# PROBLEM TO WORK ON
Scan the listing for the word "argument", and copy out each line where it is found.
_ _ _ _ _
PR #121, opened 2023-02-11
fix fourth argument type of accept.language_filter_basic

ysugimoto:
Fix `accept.language_filter_basic` function argument type.
The 4th argument type must be `INTEGER` but defined as `STRING` so I've changed it.

see doc: https://developer.fastly.com/reference/vcl/functions/content-negotiation/accept-language-filter-basic/


ysugimoto:
This is just tiny change so I'll merge this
_ _ _ _ _
# THE ANSWER
fix fourth argument type of accept.language_filter_basic
Fix `accept.language_filter_basic` function argument type.
The 4th argument type must be `INTEGER` but defined as `STRING` so I've changed it.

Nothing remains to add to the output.